American basketball player and coach

Larry Hunter (August 8, 1949 – May 4, 2018) was an American college basketball coach. He served as the head basketball coach at Wittenberg University from 1976 to 1989, Ohio University from 1989 to 2001, and Western Carolina University from 2005 to 2018, compiling a career college basketball coaching record of 702–453. As head coach of the Ohio Bobcats men's basketball team from 1989 to 2001, he had a record of 204–148. His Bobcats teams made one NCAA Division I men's basketball tournament appearance in 1994, an NIT appearance in 1995, and won the Preseason NIT in 1994. Despite his winning record and being second on Ohios' all-time wins list with only two losing seasons, he was fired in 2001. Hunter also played at Ohio University from 1970 to 1971.

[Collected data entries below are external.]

PR #6798, opened 2023-01-26
ENH: Bundle Qt language tools

lassoan:
Bundle lconvert, lrelease, lupdate tools with the application to allow Slicer modules to update and process translation (.ts) files without requiring Qt installation.

Required for https://github.com/Slicer/SlicerLanguagePacks/issues/1

### DIFF
--- a/CMake/SlicerMacroBuildApplication.cmake
+++ b/CMake/SlicerMacroBuildApplication.cmake
@@ -556,6 +556,45 @@ macro(slicerMacroBuildApplication)
           OUTPUTVAR extraApplicationToLaunchListForBuildTree
           )
       endif()
+
+      # Make available Qt language tools conveniently on the command line, for example:
+      # Slicer.exe --lconvert ...
+      if(Slicer_BUILD_I18N_SUPPORT)
+        if(NOT QT_LCONVERT_EXECUTABLE)
+          find_program(QT_LCONVERT_EXECUTABLE lconvert HINTS "${QT_BINARY_DIR}" NO_DEFAULT_PATH)
+        endif()
+        if(EXISTS ${QT_LCONVERT_EXECUTABLE})
+          ctkAppLauncherAppendExtraAppToLaunchToList(
+            LONG_ARG lconvert
+            HELP "Start Qt lconvert language utility"
+            PATH ${QT_LCONVERT_EXECUTABLE}
+            OUTPUTVAR extraApplicationToLaunchListForBuildTree
+            )
+        endif()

Ohio hired its alumnus away from Wittenberg University in Springfield, Ohio. Hunter was the head coach at Wittenberg for 13 seasons, leading the Tigers to the program's second NCAA Division III men's basketball tournament championship, in 1977, and garnered NABC Division III National Coach of the Year the same year. He was the first coach in NCAA history to win a national championship in his first season at a school. In total, Hunter won six regular season Ohio Athletic Conference championships and six Ohio Athletic Conference tournament championships during his tenure at Wittenberg. Before moving to Western Carolina University, he was an assistant coach and an associate head coach under Herb Sendek at North Carolina State University. On March 4, 2018, Hunter announced that he was stepping down as coach of Western Carolina.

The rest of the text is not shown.